The author also describes how violations and confirmations produce positive or negative outcomes. There are four kinds of outcomes. Positive confirmation happens when the pattern is expected and initiated by a valued interactant (a parent sitting next to a child). Negative confirmation happens when the proxemic pattern is expected but committed by someone who is low valued (a nosy, talkative aunt sitting down near to you). Positive violations refer to when a highly valued interactant comes closer than expected (when a romantic partner snuggles up close to his date on the sofa). Negative violations happen when a low valued interactor chooses to sit very close to you (a disliked ‘touchy-feely’ uncle sitting next to his niece).

Violations do not only reflect sitting too close. When partners are moving too far, this are also violations.
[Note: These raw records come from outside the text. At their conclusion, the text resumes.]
PR #408, opened 2026-07-13
Support HDF5 1.12 directly in the source

benfulton:
The current configure has code to patch the h5hut directory in the presence of HDF5 version 1.12. This was done, presumably, in order to avoid touching the h5hut source which was written by a 3rd party. Unfortunately the patch no longer works with HDF5 1.14, and h5hut appears to be no longer maintained. This PR removes the patching code from configure and modifies the h5hut code directly to work with versions of HD5 up to 1.14.6.

### DIFF
--- a/configure
+++ b/configure
@@ -14983,51 +14983,9 @@ if test "$with_hdf5" = "no"; then
 fi
 LDFLAGS="$LDFLAGS $HDF5_LDFLAGS"
 
-# Some changes are necesary in H5hut source to build with HDF5 >= 1.12
-
-
-
-  # Used to indicate true or false condition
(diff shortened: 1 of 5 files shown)


stephankramer (approved):
Looks good. Unfortunate that h5hut seems abandoned indeed. This came up recently with @angus-g - looking for a scalabel checkpointing mechanism for (moving) particles in firedrake.

angus-g:
> Unfortunate that h5hut seems abandoned indeed

Ah that's annoying! I think Will said he's using h5hut or h5part for his stuff, so I wonder if it's through the same library or a different interface...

Thus, the valence of the violation (positive/negative) is determined by the meaning that is ascribed to the distance, and the evaluation that is associated with the act and the actor.

This leads to two propositions:

1. “Violations are more tolerated and preferred by rewarding communicators than nonrewarding ones.”

2. “The valence of a nonverbal act and its violation status interact, such that:

  • Positive expectancy violations achieve better communication outcomes than positive conformations.
  • Negative expectancy violations achieve worse communication outcomes than negative confirmations.
  • Positive expectancy violations and confirmations achieve better communication outcomes than negative expectancy confirmations and violations.”

What are the research findings?

The propositions stated above are used and tested in studies. These studies show that some behaviors can have multiple meanings, depending on the rewardingness of the actor. Other behaviors do not have multiple meaning and reactions. For example, increased eye contact can be interpreted as liking, approval, but also as dominance, and aggression. Thus, when we want to predict the valence of a violation, we need to understand the meanings of nonverbal behaviors.

Key conclusions from research are:

  • Expectancies guide behavior and have persistent effects on behavior.
  • Communicator reward valence affects communication patterns and outcomes by itself and in combination with violation characteristics.
  • Nonverbal violations are ambiguous, have multiple meanings. The interpretations are dependent on the violator’s reward value.
  • Nonverbal violations often alter responses relative to confirmations.